# Problem mit der connection [timeout]



## Dreameeer (28. März 2016)

Hallo liebe Community,

ich habe seit ca 3 Tagen ein Problem mit meinem Linux VPS und ich hoffe ich bin hier richtig.
Mein Linux System ist "Debian 7 (Wheezy)".

Das Problem ist das ich nach einiger Zeit aus meinen Protocollen [SSH, FTP] geworfen werde.
Die Error Nachricht ist wie folgt:

"Network error: Software caused connection abort"

Natürlich habe ich zuvor diesen Fehler gegoogelt jedoch (mMn.) ohne erfolg.
Ich kenne mich leider nicht wirklich mit Linux aus und deswegen ebenfalls nicht mit den Logs,
ich habe einfach mal alle Logs grob durchsucht habe aber so nichts gefunden das mir so weiterhelfen könnte.

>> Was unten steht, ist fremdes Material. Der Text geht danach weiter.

PR #349, opened 2023-07-20
fix: can't send messages WPB-3106

johnxnguyen:
<table>
<td>
  <a href="https://wearezeta.atlassian.net/browse/WPB-3106" title="WPB-3106" target="_blank">BugWPB-3106</a>  [iOS] Can't send messages
  </td></table>
  <br />
 

----

- The **PR Title**

- The **PR Description**
----

# What's new in this PR?

### Issues

Given
-  My app is in the background
- I'm in a conversation with another user "Bob"

When
- Bob logs in with a new client and sends a message in our conversation from the new client

Then
- When I open the app, I see Bob's new message, but if I try to send a message then it fails

### Causes
I think what is happening is that because the self user receives a new message from a new client while the app is in the background, the notification service extension will fetch the update event and create a new `UserClient` instance for the newly discovered client. New clients have `needsToBeUpdatedFromBackend` set to `true` by default.

When the app is woken and the self user wishes to send a message, we first detect that the message is dependent on fetching the new client from the backend. However, the request to sync the client is never generated, therefore the message is blocked by the dependent object and never gets sent.

The `FetchingClientRequestStrategy` is responsible for syncing user clients. It tracks changes to `UserClient` objects, particularly those that have `needsToBeUpdatedFromBackend` set to `true`. But this only happens when the object **changes** and those changes have been saved. Since the new client was created in the NSE (another process), the main app doesn't get notified of this (also because it's in the background) and so the `FetchingClientRequestStrategy` doesn't attempt to sync the client.

### Solutions

When `FetchingClientRequestStrategy` is asked for a request, check if there are any user clients that need to be updated from the backend, and sync those clients in order to generate a request.

#### Test Coverage

- Unit test asserting that clients are synced (not via changed object tracking)

#### How to Test

- User A logs in with Client A1 on iOS
- User B logs in with Client B1 on any platform
- User A and B exchange messages in a conversation C
- User A locks phone (i.e puts app in BG)
- User B logs in with new Client B2
- User B sends a message from B2 into conversation C
- User A observes that they do not see a push notification.
- User A opens the app, sees the new message, tries to send a message

The message should send successfully.

### Notes

There were some failing tests which I have fixed here as well.

----

----

----
##### References

### DIFF
--- a/wire-ios-request-strategy/Sources/Request Strategies/User Clients/FetchingClientRequestStrategy.swift
+++ b/wire-ios-request-strategy/Sources/Request Strategies/User Clients/FetchingClientRequestStrategy.swift
@@ -110,11 +110,20 @@ public final class FetchingClientRequestStrategy: AbstractRequestStrategy {
     }
 
     public override func nextRequestIfAllowed(for apiVersion: APIVersion) -> ZMTransportRequest? {
+        // There may exist some clients that need an update, so try to sync any before asking
+        // for requests.
+        syncClientsNeedingUpdateIfNeeded()
+
         return
             userClientsByUserClientID.nextRequest(for: apiVersion) ??
             userClientsByUserID.nextRequest(for: apiVersion) ??
             userClientsByQualifiedUserID.nextRequest(for: apiVersion) ??
             entitySync.nextRequest(for: apiVersion)
+    }
+
+    private func syncClientsNeedingUpdateIfNeeded() {
+        let clients = UserClient.fetchClientsNeedingUpdateFromBackend(in: managedObjectContext)
+        fetch(userClients: clients)
     }
 
 }
--- a/setup.sh
+++ b/setup.sh
@@ -69,10 +69,10 @@ else
 fi 
 echo ""
 
-echo "ℹ️  Installing bundler and Ruby dependencies..."
-which bundle || gem install bundler
-bundle check || bundle install
-echo ""
+#echo "ℹ️  Installing bundler and Ruby dependencies..."
+#which bundle || gem install bundler
+#bundle check || bundle install
+#echo ""
 
 echo "ℹ️  Downloading additional assets..."
 scripts/download-assets.sh "$@"
--- a/setup.sh
+++ b/setup.sh
@@ -69,10 +69,10 @@ else
 fi 
 echo ""
 
-#echo "ℹ️  Installing bundler and Ruby dependencies..."
-#which bundle || gem install bundler
-#bundle check || bundle install
-#echo ""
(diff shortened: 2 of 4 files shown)


agisilaos (approved):

wire-ios-request-strategy/Sources/Request Strategies/User Clients/FetchingClientRequestStrategy.swift
```diff
@@ -110,13 +110,22 @@ public final class FetchingClientRequestStrategy: AbstractRequestStrategy {
...
         return
             userClientsByUserClientID.nextRequest(for: apiVersion) ??
             userClientsByUserID.nextRequest(for: apiVersion) ??
             userClientsByQualifiedUserID.nextRequest(for: apiVersion) ??
             entitySync.nextRequest(for: apiVersion)
     }
 
+    private func syncClientsNeedingUpdateIfNeeded() {
+        let clients = UserClient.fetchClientsNeedingUpdateFromBackend(in: managedObjectContext)
+        fetch(userClients: clients)
```
netbe, line 126: I assume this does the syncing but this is async, right, we don't wait for it to be finished?
Is that an issue?

johnxnguyen: It extracts the client ids and enqueues them the appropriate "sync" object, which is what generates a request. For instance, if I add client A to the `useClientsByClientID` sync object, then if we ask it for a next request it will produce one.

johnxnguyen: The flow is something like:

- generate request for new message
- new message is dependent on new client
- generate request for new client
- process response for new client
- generate request for new message (succeeds this time because new message has no dependencies anymore)
- process response for new message

netbe: Do we get a response or an error code from the first generated request in your flow?

johnxnguyen: No, actually no request is generated. When we ask to generate a request (from the dependency sync) it will not return one because the dependency needs to be dealt with first.

netbe: ok cool, so the order is respected, thks

netbe (approved):

PR #361, opened 2023-07-25
fix: There is no pen icon on the preview of an edited message someone is replying to - WPB-3494

agisilaos:
<table>
<td>
  <a href="https://wearezeta.atlassian.net/browse/WPB-3494" title="WPB-3494" target="_blank">BugWPB-3494</a>  [iOS] There is no pen icon on the preview of an edited message someone is replying to
  </td></table>
  <br />
 

----

- The **PR Title**

- The **PR Description**
----

# What's new in this PR?

With this PR we show a the edit icon when someone is replying to a message which has been edited. The problem was that instead of modifying the insets we're adding an empty string + our text attachment. For some reason our icon was still hidden and that solution wasn't working as expected. 

So now, instead of an empty string we add the proper left inset and the issue has been fixed. 

| BEFORE | AFTER |
|---|---|
| Icon-Edited | Screenshot 2023-07-25 at 17 28 46  |

----
##### References

### DIFF
--- a/wire-ios/Wire-iOS/Sources/UserInterface/Components/MessagePreviewView.swift
+++ b/wire-ios/Wire-iOS/Sources/UserInterface/Components/MessagePreviewView.swift
@@ -62,6 +62,7 @@ extension UITextView {
 
 final class MessageThumbnailPreviewView: UIView {
     private let senderLabel = UILabel()
+    private var leftEditIconInset: CGFloat = 10
     private let contentTextView = UITextView.previewTextView()
     private let imagePreview = ImageResourceView()
     private var observerToken: Any?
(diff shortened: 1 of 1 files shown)


KaterinaWire (approved):

wire-ios/Wire-iOS/Sources/UserInterface/Components/MessagePreviewView.swift
```diff
@@ -144,7 +145,15 @@ final class MessageThumbnailPreviewView: UIView {
 
     private func editIcon() -> NSAttributedString {
         if message.updatedAt != nil {
-            return "  " + NSAttributedString(attachment: NSTextAttachment.textAttachment(for: .pencil, with: iconColor, iconSize: 8))
+            return NSAttributedString(
+                attachment: NSTextAttachment.textAttachment(for: .pencil,
+                with: iconColor,
```
SzymonMrozek: is that intended formatting?

SzymonMrozek (approved):

wire-ios/Wire-iOS/Sources/UserInterface/Components/MessagePreviewView.swift
agisilaos: I think so, otherwise, the line would be too long. @SzymonMrozek Any specific suggestions on how it should be?

SzymonMrozek: I've been used to keep indentation of the same level arguments, in your case it's mixed

I would suggest something like this for this initializer: 
```swift
return NSAttributedString(
  attachment: NSTextAttachment.textAttachment(
    for: .pencil,
    with: iconColor,
    iconSize: 8,
    insets: UIEdgeInsets(
      top: 0,
      left: leftEditIconInset,
      bottom: 0,
      right: 0
    )
  )
)
```

agisilaos: Done!

SzymonMrozek (approved):

PR #2117, opened 2024-11-01
chore: Simplify UI code by removing `ShapeView` abstraction - WPB-12032

agisilaos:
This PR removes unnecessary view abstractions to simplify our codebase while maintaining all existing functionality.

## Changes:
- Remove unused `ShapeView` class and its generic base class
- Remove unused `DotView` implementation
- Replace `ShapeView` usage in BaseAccountView with standard `UIView`
- Update `PersonalAccountView` and `TeamAccountView` to use native layer properties for selection indicator shapes

## Technical Details:
- Migrated from custom layer hosting to direct `UIKit` layer properties
- Moved corner radius setup to `layoutSubviews()` for both `PersonalAccountView` and `TeamAccountView` as it's the proper place for layout-dependent properties and ensures correct behavior during size changes
- Maintained same visual appearance and behavior:
  - `PersonalAccountView`: Circular selection indicator using cornerRadius = bounds.width / 2
  - `TeamAccountView`: Rounded rectangle selection indicator using cornerRadius = 6

## Note on layoutSubviews:
Corner radius is a layout-dependent property that might need to be updated when the view's bounds change. By setting it in `layoutSubviews()`, we ensure it's always correct, even after rotation, size changes, or other layout updates. This is more robust than setting it once during initialization.

---

### Checklist

---


wire-ios/Wire-iOS/Sources/UserInterface/SelfProfile/AccountViews/TeamAccountView.swift
```diff
@@ -65,6 +55,11 @@ final class TeamAccountView: BaseAccountView {
         }
     }
 
+    override func layoutSubviews() {
+        super.layoutSubviews()
+        selectionView.layer.cornerRadius = 6
```
caldrian, line 60: Isn't it sufficient to set this value once?

caldrian (approved):

johnxnguyen (approved):

wire-ios/Wire-iOS/Sources/UserInterface/SelfProfile/AccountViews/TeamAccountView.swift
agisilaos: I would say so. Didn't find any issues during testing.

PR #2124, opened 2024-11-04
fix: Multiple conversation reloads on dynamic font size changes - WPB-12077

agisilaos:
<table>
<td>
  <a href="https://wearezeta.atlassian.net/browse/WPB-12077" title="WPB-12077" target="_blank">BugWPB-12077</a>  [iOS] ConversationView Reloading Multiple Times on Dynamic Font Size Change
  </td></table>
  <br />
 

## Issue

When users change their device's font size settings, the `ConversationView` was being unnecessarily reloaded and pushed multiple times onto the navigation stack. This was caused by the `ContentSizeCategoryDidChange` notification triggering a full conversation reload through the mainCoordinator.

## Solution

- Removed the reloadCurrentConversation() function that was causing multiple view pushes. 
- The view now handles font size changes naturally through the iOS dynamic type system
- Eliminated unnecessary view reloading and navigation stack modifications

## Impact

- Improved app performance during font size changes
- Fixed navigation stack issues
- Better memory usage by preventing multiple view controller instances
- More stable user experience when changing accessibility settings

## BEFORE

Before - with bug

## AFTER

After - without bug

---

### Checklist

---

### DIFF
--- a/wire-ios/Wire-iOS/Sources/UserInterface/MainController/ZClientViewController.swift
+++ b/wire-ios/Wire-iOS/Sources/UserInterface/MainController/ZClientViewController.swift
@@ -173,8 +173,6 @@ final class ZClientViewController: UIViewController {
 
         NotificationCenter.default.post(name: NSNotification.Name.ZMUserSessionDidBecomeAvailable, object: nil)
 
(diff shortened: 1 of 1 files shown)


jullianm (approved):

caldrian (approved):
Nice, thanks!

Anzumerken ist jedoch auch das auch wenn ich aus den Protokollen geworfen werde [SSH/FTP] funktioniert der Rest auf dem Server immer noch [Teamspeak / Homepage]

Benutzte Software:
SSH:
Putty, mRemoteNG

FTP:
FileZilla, WinSCP

Ich hoffe hier gibt es jemanden der mir dabei helfen kann.

Mit freundlichen Grüßen
Ich


----------



## sheel (28. März 2016)

Hi

passiert das, während du etwas machst, oder im Leerlauf?
Im Leerlauf ist es normal (und gut so).


----------



## Dreameeer (28. März 2016)

in FTP auch wenn ich etwas mache bricht die Verbindung ab [Daten die ich dann rüber sende kommen dann auch nicht mehr an]
in SSH wenn ich nicht mehr mache.

jedoch war das früher bei mir nicht so und nun auf einmal passiert es ...
kann man da nicht eventuell etwas an der Zeit machen?


----------



## sheel (28. März 2016)

SSH:
Welche Clientsoftware ist im Einsatz?
Putty? SSH im Linux-Terminal? ...?

FTP:
Ist der Server ProFTPd oder...?


----------



## Dreameeer (28. März 2016)

Hatte ja schon geschrieben zu SSH:
Putty, mRemoteNG

Und ProFTPd ist ebenfalls drauf:
sowei ich weiß im dauerhaften modus (also nicht initd)


----------



## sheel (28. März 2016)

Dreameeer hat gesagt.:


> Hatte ja schon geschrieben


Sorry, hatte das schon wieder vergessen gehabt 

In Putty, Menüpunkt Connection: Stell die "Seconds between keepalives" von 0 auf zB. 30

ProFTPd: /etc/proftpd.conf:
TimeoutNoTransfer raufsetzen
(es ist zwar Transfer, aber da gibts verschiedene Problemquellen)
Dann noch "service proftpd restart"


----------